What is a cross-sectional study?

A

examines the relationship between disease (or other health related state) and other variables of interest as they exist in a defined population at a single point in time or over a short period of time (e.g. calendar year)
Main outcome obtained is prevalence

162
Q

What is an ecological study?

A

Is at population level.
Measures an outcome or risk in a population
Looks at a group, not individuals.

163
Q

WHat is the difference between a histogram and a bar chart?

A

Histogram groups the numbers into a range

164
Q

What is the sponsors role in a trial?

A

Overall responsibility for the conduct of the trial
Responsible for safety assessments
Must evaluate all SAEs and decide if they are SARs or SUSARs. Must report all SUSARs to MHRA

165
Q

WHat is the investigators role in the trial?

A
• Must record all AEs during a study
– records can be inspected by the Sponsor
• decide if an event is serious
• decide if an event is a reaction
• decide if a reaction caused by IMP
• Must immediately notify the Sponsor of
SAE/Rs (usually within 24 hrs).
166
Q

How do you calculate the expected freq for chi squared?

A

Row Total x column total / total number in both groups.

167
Q

When would you use log rank vs cox regression?

A

Log rank -> time to event, single predictor, categorical data

Cox regression-> more than one variable, continuous data

168
Q

What is a sequential trial?

A

Trial where the sample size is not defined in advance
Data evaluated as it is collected and stopped at a predefined outcome.

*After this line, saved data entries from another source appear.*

PR #275, opened 2026-09-07
FlightRecorder: storageCallback, observe mode, overridable _saveSnapshot (#170)

### LINKED ISSUE #170: FlightRecorderMiddleware: Support custom storage backends via callback / observe mode

dougcain:
## Summary
Closes #170. `FlightRecorderMiddleware` gets pluggable storage and an observe mode, plus the review fixes found while wiring it to streaming providers.

- **`storageCallback( tape, interaction )`** — called after every recorded interaction with a cheap snapshot of the tape (new `interactions` array, entries shared with the live tape; treat as read-only). Replaces "subclass and override" as the way to persist tapes elsewhere.
- **`mode: "observe"`** — records without ever replaying.
- **`_saveSnapshot()`** is public/overridable; `_isCapturing()` replaces five copies of the mode check. Invalid modes throw `FlightRecorder.InvalidMode`.
- **Streaming**: binary stream bodies are taped base64 with an `encoding` marker instead of being dropped; stream interactions are fingerprinted (model + message count) and never answered by the wrong taped call; a taped `dataPacket` is a `duplicate()` so later aliasing can't break the fingerprint.
- **Strict replay throws** `FlightRecorder.StreamReplayUnsupported` on an unmatched stream call instead of quietly going live (strict promises zero network). See the Migration note in the changelog.

## Tests
`FlightRecorderMiddlewareTest` 14 → 29. coreMiddleware 17, SuspendResume 22, OutputGuard 14 unchanged and green.

## Relation to other PRs
Independent of the other split PRs (only `FlightRecorderMiddleware.bx` + its test + changelog). Part of the split of #271 requested by @lmajano.


src/main/bx/models/middleware/core/FlightRecorderMiddleware.bx
```diff
@@ -89,8 +109,21 @@ class extends="BaseAiMiddleware" {
...
+	 * Optional callback invoked after each interaction is appended to the tape (record and
+	 * observe modes only): `storageCallback( tape, interaction )`. Must be a closure or
+	 * custom function; ignored otherwise. Exceptions thrown by the callback are caught and
+	 * logged — they never interrupt recording.
+	 */
+	property name="storageCallback" type="any" default="";
+
 	// ==================== Internal State ====================
 
+	/**
```
lmajano: Make this static

dougcain: Done in 8a78e70 (was 1ac08c7 before rebasing onto development) — `static { VALID_MODES = [...] }`, referenced as `static.VALID_MODES` (2 sites). FlightRecorderMiddlewareTest 30/30.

Good when time between treatment and outcome is short.

169
Q

What is cancer registration and who is it managed by?

A

he National Cancer Registration and Analysis Service (NCRAS), part of Public Health England (PHE), is the population-based cancer registry for England. It collects, quality assures and analyses data on all people living in England who are diagnosed with malignant and pre-malignant neoplasms, with national coverage since 1971. It produces the national cancer registration dataset for England. The primary role of NCRAS is to provide near real-time, cost-effective, comprehensive data collection and quality assurance over the entire cancer care pathway. To achieve this, it receives data from across the National Health Service (NHS).
NHS Act 2006 protects HSE rights to collect cancer related data.